Some scholars believe that the key point in the diagnosis of this disease is the identification of achondroplasia.
Cartilage hypoplasia is a systemic symmetrical cartilage development disorder, mainly characterized by short and thin limbs but normal to normal pygmy deformity. Severe cartilage hypoplasia sonogram features: fetal head enlargement, double top diameter widening; rib thick and short The chest is narrow but the lower thoracic cavity is relatively enlarged; the abdomen is bulging and the abdominal circumference is enlarged; the fetal limbs are short, the long bones are short and thick, and the bones are often curved and the bone ends are enlarged; the amount of amniotic fluid is increased, and the limbs of the two deformed fetuses are short. However, the osteogenesis is incomplete, the bone density is reduced, the cortex is thin, the fracture is very easy, and the bone deformity and thoracic deformation caused by the fracture are different from the chondral hypoplasia.
In addition, it should be noted that this disease can cause bone deformity and fracture, osteophyte formation, so the X-ray diagnosis should be differentiated from osteosarcoma, rickets, abnormal bone fiber and congenital pseudoarthrosis.

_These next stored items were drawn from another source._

PR #467, opened 2018-07-13
fix(hosting): update password conditions in hosting module creation

cbourgois:
## Update password conditions in hosting module creation

MFRWW-626

### Description of the Change

Change password max length from `12`/`31` to `31`.

### DIFF
--- a/client/app/hosting/module/add/hosting-module-add.controller.js
+++ b/client/app/hosting/module/add/hosting-module-add.controller.js
@@ -2,7 +2,7 @@ angular
   .module('App')
   .controller(
     'HostingModuleCreateCtrl',
-    ($scope, $q, $stateParams, HostingModule, Alerter, Hosting, constants) => {
+    ($scope, $q, $stateParams, Alerter, constants, Hosting, HostingModule, HOSTING_MODULE) => {
       $scope.model = {
         databases: null,
         moduleTemplates: null,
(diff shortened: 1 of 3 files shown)


client/app/hosting/module/add/hosting-module-add.controller.js
```diff
@@ -19,6 +19,8 @@ angular
         path: '',
         minPasswdLength: 8,
         maxPasswdLength: 30,
+        minDBPasswordLength: 8,
```
antleblanc: Putting this in a `.constants.js` file make more sense.

client/app/hosting/module/add/hosting-module-add.html
```diff
@@ -182,12 +182,12 @@
                                data-i18n-static="hosting_configuration_tab_modules_create_step2_db_passwd"></label>
                         <div class="col-md-6">
                             <input type="password" autocomplete="off" class="form-control" id="dbPasswd" name="dbPasswd" required
-                                   data-ng-minlength="8"
-                                   data-ng-maxlength="model.databaseSelected.name ? 12 : 31"
+                                   data-ng-minlength="model.minDBPasswordLength"
```
antleblanc: `Database` instead of `DB` is more readable.

client/app/hosting/module/add/hosting-module-add.controller.js
cbourgois: OK, it's just a little fix, but I will put 
```
minPasswdLength: 8,
maxPasswdLength: 30,
minDBPasswordLength: 8,
maxDBPasswordLength: 31,
```
in a constants file.

client/app/hosting/module/add/hosting-module-add.html
cbourgois: We have both in this file `formModuleDB.dbPasswd` and `databaseHostedSelected`...
But ok I will change it.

1. Delayed juvenile osteoporosis, general osteoporosis, vertebral biconcave deformation or flat vertebral body, and lateral kyphosis and easy fracture of the spine, similar to osteogenesis imperfecta; but the latter still has a large head The lateral humerus protrudes from the sides, the flat skull base, the face is small in triangle, the blue sclera, the multiple suture bones, and the family history are different from the former.
The diagnosis of type I OI is sometimes very difficult. I should think of type I OI in the case of osteoporosis in adolescents or severe osteoporosis in perimenopause.
2. Bone softening and rickets without bone brittle and easy to fold, no blue sclera, blurred front of the mineralization with brush or cup mouth, widened cartilage disc, bone softening more common in pregnant or lactating women, with bone pain , serum calcium, phosphorus are reduced.
3. Patients with vitamin C deficiency also have osteoporosis, but there may be bleeding points under the skin, between the muscles and the epithelium. There may be severe pain and pseudo-sputum, and calcification may occur after the fracture is healed.
4. Osteosarcoma osteogenesis patients with fractures may have a large number of osteophytes, most of which are benign, only a few have erythrocyte sedimentation and elevated blood ALP, if necessary, bone biopsy can be identified.
5. Hyperactivity of joints Joint relaxation and hyperactivity are one of the characteristics of OI and should be associated with other collagen-deficient diseases that cause this change, such as benign joint hyperactivity syndrome, Morquio syndrome, Ehlers-Danlos syndrome, Marfan syndrome, Larsen syndrome, etc., in addition, special types of OI can be expressed as Cole-Carpenter syndrome, or adolescent osteoporosis, Ehlers-Danlos syndrome, OI combined with primary hyperparathyroidism, OI combined teeth Dentinogenesis imperfecta (DI), OI-like syndrome, should be noted for identification.